The complication of the situation is that the crimes are not just committed on the territory of another state, but in the regions which are not controlled by the authorities of that state. And there it is impossible to conduct investigative actions. This creates an obstacle for finding evidence of guilt. Photos in social networks are questionable evidence: while a usual man sees a militant with weapon, a lawyer sees a man dressed in clothes of camouflage colours with the object looking like weapon. The fact that it is a weapon can be proved only during the expertise and in no other way. An exception may be when there is a marking/number of weapons the picture, which is known to fell into illegal trafficking – for example, it was stolen from storage.

Therefore, the close cooperation of Belarusian law enforcement officers with the Ukrainian colleagues is of great importance. The operational information concerning the citizens of Belarus who took part in terrorist organizations “DNR” and “LNR”, received by the competent authorities of Ukraine and legalized in accordance with the Belarusian law can be used as the evidence.

A political issue. On January 14, 2016 Aliaksandr Lukashenka spoke strongly against the presence in Belarus of militants who fought in Ukraine on both sides. He also demanded the security forces to investigate the situation immediately. Although formally in Belarus participants of the war on both sides are not welcome, mainly the issue is connected with the participants of pro-Russian separatist groups. At least for the reason that the people fighting on Ukrainian side are not going to come back. For many Belarusian volunteers of Armed Forces of Ukraine and National Guard of Ukraine the military service in the neighbouring country has become a great social elevator.

As far as we know, the Ukrainian side has previously put before the Belarusian authorities the issue of the prosecution of Belarusian participants of terrorist organizations “DNR” and “LNR”. The official Minsk couldn’t go for it because of the fear of complications in relations with Russia, especially because of the uncertain prospects for the allocation of new Russian loans.

Apparently, the prospect of getting money from Moscow vanished like a mist. Therefore, Belarusian authorities can act more freely and start to force out of the country the participants of “DNR” and “LNR”. Time will show whether it will be a demonstrative prosecution, after which all will understand everything correctly, or the authorities will do everything without fanfare.

In any case, if a political decision with regard to the Belarusian members of “DNR” and “LNR” has been taken in Minsk, the legal issues are to be pushed to the sidelines, and approaches to the recognition of valid and sufficient evidence are, let’s say, flexible.

Humanitarian aid as a crime.
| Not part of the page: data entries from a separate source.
PR #1173, opened 2022-03-31
sentry-cli v2 RC [js-part]

kamilogorek:
Minor and non-important changes were removed from the list below.

Related Rust code: https://github.com/getsentry/sentry-cli/pull/1172

Improvements:
- Remove `SENTRY_NO_PROGRESS_BAR` flag in favor of `SENTRYCLI_NO_PROGRESS_BAR` _(breaking)_
- Drop support for Node v10 and older and modernize JS codebase _(breaking)_

### DIFF
--- a/js/releases/index.js
+++ b/js/releases/index.js
@@ -50,7 +50,7 @@ class Releases {
    * @returns {Promise} A promise that resolves when the release has been created.
    * @memberof SentryReleases
    */
-  new(release, options) {
+  async new(release, options) {
     const args = ['releases', 'new', release].concat(helper.getProjectFlagsFromOptions(options));
     return this.execute(args, null);
   }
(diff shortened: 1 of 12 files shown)


js/releases/index.js
```diff
@@ -50,7 +50,7 @@ class Releases {
    * @returns {Promise} A promise that resolves when the release has been created.
    * @memberof SentryReleases
    */
-  new(release, options) {
+  async new(release, options) {
```
AbhiPrasad, line 53: why are we adding `async` to this function? `this.execute` should just return a promise directly right, why do we need to wrap it in another promise?

AbhiPrasad (approved):

js/releases/index.js
AbhiPrasad: ahh TIL that makes sense

PR #1178, opened 2022-04-06
[v2] Rework upload-dif, difutil and releases commands

kamilogorek:
All introduced changes are backward compatible through hidden aliases, so there are no breaking changes in this beta release.

- feat: Change `difutil` command into `debug-files` with `dif/difutil` aliases
- feat: Extract `releases deploys` subcommand to a separate `deploys` command
- feat: Extract `releases files` subcommand to a separate `files` command
- feat: Extract `releases upload-sourcemaps` to a separate `sourcemaps` command
- feat: Integrate `upload-dif` with `debug-files upload` command
- ref: Remove `ReleaseContext` in favor of being explicit


src/commands/deploys.rs
```diff
@@ -0,0 +1,154 @@
...
+        } else {
+            deploy.finished = Some(Utc::now());
+        }
+        if let Some(started_str) = matches.value_of("started") {
+            deploy.started = Some(get_timestamp(started_str)?);
+        }
+    }
+
+    let org = config.get_org(matches)?;
+    let deploy = api.create_deploy(&org, &version, &deploy)?;
```
AbhiPrasad, line 109: nit: It's confusing to me to redeclare the variable here, can we make the difference more clear?

src/commands/files_delete.rs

As a final point of the material it’s necessary to focus on gathering and sending the humanitarian aid to the territory controlled by “DNR” and “LNR”. From a legal point of view we should mention two points. Firstly, the legitimacy of the crossing by Belarusian citizens of the Russian-Ukrainian border in the area not controlled by the legitimate authorities in Kiev. And secondly, the recipients of humanitarian aid. In the transfer of property (absolutely any, not just money, even medicine) and any property rights to armed groups “DNR” and “LNR” (their representatives or participants) one can see the signs of the offense under Art. 290-1 “Financing of terrorism”: the provision or collection of funds by any means to be used in terrorist activities, material support or other support known to the perpetrator of terrorists, terrorist groups and terrorist organizations” — from eight to fifteen years with confiscation of property.

The war in Donbass and the involvement of the citizens of Belarus in it poses judicial system of the country a number of legal and practical issues. The first criminal cases and lawsuits against members of “DNR” and “LNR” will in fact be precedents, and the punishment for them will be hard.